* Activity
Write out each line of the material again, word for word.

* Data shown

Issue #1032, opened 2024-04-26
Implement external link icon for nested NavItem


MajaZarkova:
### Why?

We should separate external links visually.

### Design

- [Figma](https://www.figma.com/file/YfEUBOHk4J4nYrk04geswG/onyx---Design-System-Figma-Library?node-id=1625%3A41198&mode=dev)
- Looks the same as in the other places

### Acceptance criteria

- [x] Arrow icon should be visible next to the label

### Definition of Done

- [x] covered by component tests
- [x] screenshot tests are updated
- [x] follow-up tickets were created if necessary
- [x] updated version + documentation is deployed
- [x] Storybook can show the feature
- [x] Set task to `In Approval`

**Approval**

- [Storybook](https://storybook.onyx.schwarz/?path=/story/support-navitem--with-options)
- [x] approved by designer @jannick-ux
- [x] approved by dev @larsrickert 

#### Reference implementations

OnyxNavItem, OnyxLink

jannick-ux:
Please set the padding between the text and the arrow-icon to 0. We have it the same way in the link-component.

MajaZarkova:
There is a bug ticket for that -> #1148

PR #1131, opened 2024-05-20
feat(OnyxNavItem): Implement external link icon for nested nav items

MajaZarkova:
Relates to #1032 

Implement external link icon for nested nav items

## Checklist


packages/sit-onyx/src/components/OnyxNavItem/OnyxNavItem.vue
```diff
@@ -29,10 +28,10 @@ defineSlots<{
...
 const { t } = injectI18n();
 
-const shouldShowExternalIcon = computed(() => {
-  if (props.withExternalIcon !== "auto") return props.withExternalIcon;
-  return isExternalLink(props.href ?? "");
-});
+const shouldShowExternalIcon = (args: OnyxNavItemProps) => {
+  if (args.withExternalIcon !== "auto") return args.withExternalIcon ?? false;
+  return isExternalLink(args.href ?? "");
+};
```
larsrickert, line 34:
```suggestion
const shouldShowExternalIcon = (args: OnyxNavItemProps) => {
  const withExternalIcon = args.withExternalIcon ?? "auto";
  if (withExternalIcon !== "auto") return args.withExternalIcon;
  return isExternalLink(args.href ?? "");
};
```

The default value defined by `withDefaults(defineProps<>())` does not work now for the children so we need to explicitly set it here

packages/sit-onyx/src/components/OnyxNavItem/OnyxNavItem.stories.ts
```diff
@@ -51,7 +51,7 @@ export const WithOptions = {
     ...Default.args,
     options: [
       { label: "Nested Item 1", href: "#", active: true },
-      { label: "Nested Item 2", href: "#2" },
+      { label: "Nested Item 2", href: "#2", withExternalIcon: true },
```
larsrickert, line 54:
```suggestion
      { label: "Nested Item 2", href: "https://onyx.schwarz" },
```

larsrickert (changes requested):

packages/sit-onyx/src/components/OnyxNavItem/OnyxNavItem.stories.ts
larsrickert: Can we also add an example for this inside the screenshot tests?

larsrickert (approved):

* Task output
Issue #1032, opened 2024-04-26
Implement external link icon for nested NavItem


MajaZarkova:
### Why?

We should separate external links visually.

### Design

- [Figma](https://www.figma.com/file/YfEUBOHk4J4nYrk04geswG/onyx---Design-System-Figma-Library?node-id=1625%3A41198&mode=dev)
- Looks the same as in the other places

### Acceptance criteria

- [x] Arrow icon should be visible next to the label

### Definition of Done

- [x] covered by component tests
- [x] screenshot tests are updated
- [x] follow-up tickets were created if necessary
- [x] updated version + documentation is deployed
- [x] Storybook can show the feature
- [x] Set task to `In Approval`

**Approval**

- [Storybook](https://storybook.onyx.schwarz/?path=/story/support-navitem--with-options)
- [x] approved by designer @jannick-ux
- [x] approved by dev @larsrickert 

#### Reference implementations

OnyxNavItem, OnyxLink

jannick-ux:
Please set the padding between the text and the arrow-icon to 0. We have it the same way in the link-component.

MajaZarkova:
There is a bug ticket for that -> #1148

PR #1131, opened 2024-05-20
feat(OnyxNavItem): Implement external link icon for nested nav items

MajaZarkova:
Relates to #1032 

Implement external link icon for nested nav items

## Checklist


packages/sit-onyx/src/components/OnyxNavItem/OnyxNavItem.vue
```diff
@@ -29,10 +28,10 @@ defineSlots<{
...
 const { t } = injectI18n();
 
-const shouldShowExternalIcon = computed(() => {
-  if (props.withExternalIcon !== "auto") return props.withExternalIcon;
-  return isExternalLink(props.href ?? "");
-});
+const shouldShowExternalIcon = (args: OnyxNavItemProps) => {
+  if (args.withExternalIcon !== "auto") return args.withExternalIcon ?? false;
+  return isExternalLink(args.href ?? "");
+};
```
larsrickert, line 34:
```suggestion
const shouldShowExternalIcon = (args: OnyxNavItemProps) => {
  const withExternalIcon = args.withExternalIcon ?? "auto";
  if (withExternalIcon !== "auto") return args.withExternalIcon;
  return isExternalLink(args.href ?? "");
};
```

The default value defined by `withDefaults(defineProps<>())` does not work now for the children so we need to explicitly set it here

packages/sit-onyx/src/components/OnyxNavItem/OnyxNavItem.stories.ts
```diff
@@ -51,7 +51,7 @@ export const WithOptions = {
     ...Default.args,
     options: [
       { label: "Nested Item 1", href: "#", active: true },
-      { label: "Nested Item 2", href: "#2" },
+      { label: "Nested Item 2", href: "#2", withExternalIcon: true },
```
larsrickert, line 54:
```suggestion
      { label: "Nested Item 2", href: "https://onyx.schwarz" },
```

larsrickert (changes requested):

packages/sit-onyx/src/components/OnyxNavItem/OnyxNavItem.stories.ts
larsrickert: Can we also add an example for this inside the screenshot tests?

larsrickert (approved):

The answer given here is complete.